Burroughs on mind-control

Great William S. Burroughs rant on electronic mind-control: I occassionally get a tinfoil-beanie email from someone who wants to let me know about the voices in his or her head — Burroughs' version of this is dead on. Danny "Guestblogger" O'Brien has a great rant about how these delusions reflect the zeitgeist of the day, and how early Bedlam inmates used to send out notes about Jacobians using mind-control technology to influence the King. Maybe, like Chomskyian "Deep Grammar," there's a hardwired "Deep Paranoia" in the human brain, a collective propensity to believe that sinister forces are exercising remote control over our brains.

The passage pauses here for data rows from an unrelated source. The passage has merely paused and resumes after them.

PR #928, opened 2025-07-13
feat: add --overlay flag support to modify base configurations

### LINKED ISSUE #924: [RFE] Add support for configuration overlays to modify base configurations

Currently, kube-burner requires separate configuration files for different test scenarios, leading to duplication and maintenance overhead. This enhancement would add overlay support similar to Kustomize, allowing users to define base configurations and apply targeted modifications through overlay files

Add support for overlay files that can modify base configurations, similar to Kustomize. Users should be able to run `kube-burner run -c base.yaml --overlay overlays/high-load.yaml` to merge configurations, reducing duplication across different test environments

niladrix719:
## Type of change

- New feature

## Description

Adds a new `--overlay` CLI flag that enables users to merge overlay configurations into a base setup, allowing for flexible customization and environment-specific modifications

- Related Issue #
- Closes #924

### DIFF
--- a/test/k8s/kube-burner-base.yml
+++ b/test/k8s/kube-burner-base.yml
@@ -8,6 +8,7 @@ global:
 jobs:
   - name: overlay
     jobIterations: 1
+    namespacedIterations: false
     podWait: false
     cleanup: true
     objects:


cmd/kube-burner/kube-burner.go
```diff
@@ -108,9 +109,18 @@ func initCmd() *cobra.Command {
 			util.SetupFileLogging(uuid)
 			kubeClientProvider := config.NewKubeClientProvider(kubeConfig, kubeContext)
 			clientSet, _ = kubeClientProvider.DefaultClientSet()
-			configFileReader, err := fileutils.GetWorkloadReader(configFile, nil)
-			if err != nil {
-				log.Fatalf("Error reading configuration file %s: %s", configFile, err)
+			var configFileReader io.Reader
+			if len(overlayFiles) > 0 {
```
ygalblum: The separation between with or without overlay is an implementation detail and should not bother the caller. There should be a single reader object that gets the configFile and a list (that can be nil or empty) or overlayFiles that handles the read requests.

pkg/util/overlay.go
```diff
@@ -0,0 +1,234 @@
...
+	for _, overlayPath := range o.OverlayPaths {
+		overlayReader, err := fileutils.GetWorkloadReader(overlayPath, o.EmbedCfg)
+		if err != nil {
+			return 0, fmt.Errorf("failed to read overlay %s: %w", overlayPath, err)
+		}
+		overlayContent, err := io.ReadAll(overlayReader)
+		if err != nil {
+			return 0, fmt.Errorf("failed to read overlay %s: %w", overlayPath, err)
+		}
+		renderedOverlayContent, err := RenderTemplate(overlayContent, EnvToMap(), MissingKeyZero, []string{})
```
ygalblum: kube-burner allows the user to pass a YAML file with values (using the `--user-data` flag). How will it be reflected here? I think you need to pass it to the reader object. See https://github.com/kube-burner/kube-burner/blob/a2da6c4ea60bdedba4666d670461b70418131be8/pkg/config/config.go#L135

pkg/util/overlay.go
```diff
@@ -0,0 +1,234 @@
...
+	return &OverlayReader{
+		BaseReader:   baseReader,
+		OverlayPaths: overlayPaths,
+		EmbedCfg:     embedCfg,
+	}, nil
+}
+
+// mergeYAML merges two YAML documents, applying the specified merge options
+func mergeYAML(baseYAML, overlayYAML []byte) ([]byte, error) {
+	var baseMap map[string]interface{}
```
ygalblum:
```suggestion
	var baseMap map[string]any
```
Here and in other places

pkg/util/overlay.go
```diff
@@ -0,0 +1,234 @@
...
+	}
+	return mergedYAML, nil
+}
+
+// deepMergeMap recursively merges two maps, applying merge options
+func deepMergeMap(base, overlay map[string]interface{}, currentPath []string) map[string]interface{} {
+	result := make(map[string]interface{})
+	for k, v := range base {
+		result[k] = v
+	}
```
ygalblum:
```suggestion
	maps.Copy(result, base)
```

pkg/util/overlay.go
```diff
@@ -0,0 +1,234 @@
...
+				if overlayMap, ok := v.(map[string]interface{}); ok {
+					result[k] = deepMergeMap(baseMap, overlayMap, newPath)
+				} else {
+					result[k] = v
+				}
+			} else {
+				result[k] = v
+			}
+		} else {
+			result[k] = v
```
ygalblum: Is there a cleaner way to do this (maybe with continue, or something like it)?

pkg/util/overlay.go
```diff
@@ -0,0 +1,234 @@
...
+
+type MergeOption struct {
+	Path     []string
+	MergeKey string
+}
+
+var mergeOptions = []MergeOption{
+	{
+		Path:     []string{"jobs"},
+		MergeKey: "name",
```
ygalblum: I don't understand the `MergeKey`. Does this mean that users can only override what's defined here? If yes, the doc is not clear about it. If not, then what is it?

pkg/util/overlay.go
```diff
@@ -0,0 +1,234 @@
...
+	overlayArray, ok := overlay.([]interface{})
+	if !ok {
+		return overlay
+	}
+	baseItemsMap := make(map[string]map[string]interface{})
+	baseOrder := make([]string, 0)
+	for _, item := range baseArray {
+		if itemMap, ok := item.(map[string]interface{}); ok {
+			keyValue := ""
+			if mergeKey != "" {
```
ygalblum: IIUC if `mergeKey == ""`, then `keyValue` will remain `""` and then `baseItemsMap` and `baseOrder` are never changed. If I'm right, then should the code just skip the loop?
If there any point in calling this function with `mergeKey == ""`?

pkg/util/overlay.go
```diff
@@ -0,0 +1,234 @@
...
+					}
+				}
+			}
+			if keyValue != "" {
+				baseItemsMap[keyValue] = itemMap
+				baseOrder = append(baseOrder, keyValue)
+			}
+		}
+	}
+	for _, overlayItem := range overlayArray {
```
ygalblum: Same question as the previous loop

pkg/util/overlay.go
niladrix719: The `MergeKey` doesn't limit what we can override; it enables nested merging based on a particular key instead of just replacing the entire array

pkg/util/reader/reader.go
```diff
@@ -0,0 +1,87 @@
...
+	UserDataFileReader io.Reader
+	AllowMissingKeys   bool
+	AdditionalVars     map[string]any
+	processedContent   []byte
+	readOffset         int
+}
+
+// NewReader creates a new Reader with the given base and overlay paths
+func NewReader(baseLocation string, overlayFilePaths []string, embedCfg *fileutils.EmbedConfiguration, userDataFileReader io.Reader, allowMissingKeys bool, additionalVars map[string]any) (*Reader, error) {
+	baseReader, err := fileutils.GetWorkloadReader(baseLocation, embedCfg)
```
ygalblum, line 26: Why do you get the `BaseReader` for the `baseLocation` but not for the `overlayFilePaths`?

pkg/util/reader/reader.go
```diff
@@ -0,0 +1,87 @@
...
+		EmbedCfg:           embedCfg,
+		UserDataFileReader: userDataFileReader,
+		AllowMissingKeys:   allowMissingKeys,
+		AdditionalVars:     additionalVars,
+	}, nil
+}
+
+// Read reads data from the base configuration and applies overlays
+func (o *Reader) Read(p []byte) (n int, err error) {
+	if o.processedContent != nil {
```
ygalblum, line 42: Since you're using memory, should we protect this from multi-threading? Currently, it seems that it's called only from the main thread, but, maybe it's better to be future-ready

ygalblum (commented):
Sorry for the delay. I've just notices I did not submit my comments

vishnuchalla:
Closing this as stale.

Now anyone who has lived for any time in countries like Morocco where magic is widely practiced has probably seen a curse work. I have. However, the curses tend to be hit or miss, depending on the skill and power of the operator and the susceptibility of the victim. And that isn't good enough for the CIA or similar organization: "Bring us the ones that work not sometimes but every time." So what is the logical step forward? TO DEVISE MACHINES THAT CAN CONCENTRATE AND DIRECT PSYCHIC FORCE WITH PREDICTABLE EFFECTS. (See the chapter in the Iron Curtain book on PSYCHIC GENERATORS.) I suggest that what the CIA is or was working on at the top secret Nevada installation may be described as COMPUTERIZED black magic. If curse A doesn't make it, Curse Program B automatically goes into operation and so on.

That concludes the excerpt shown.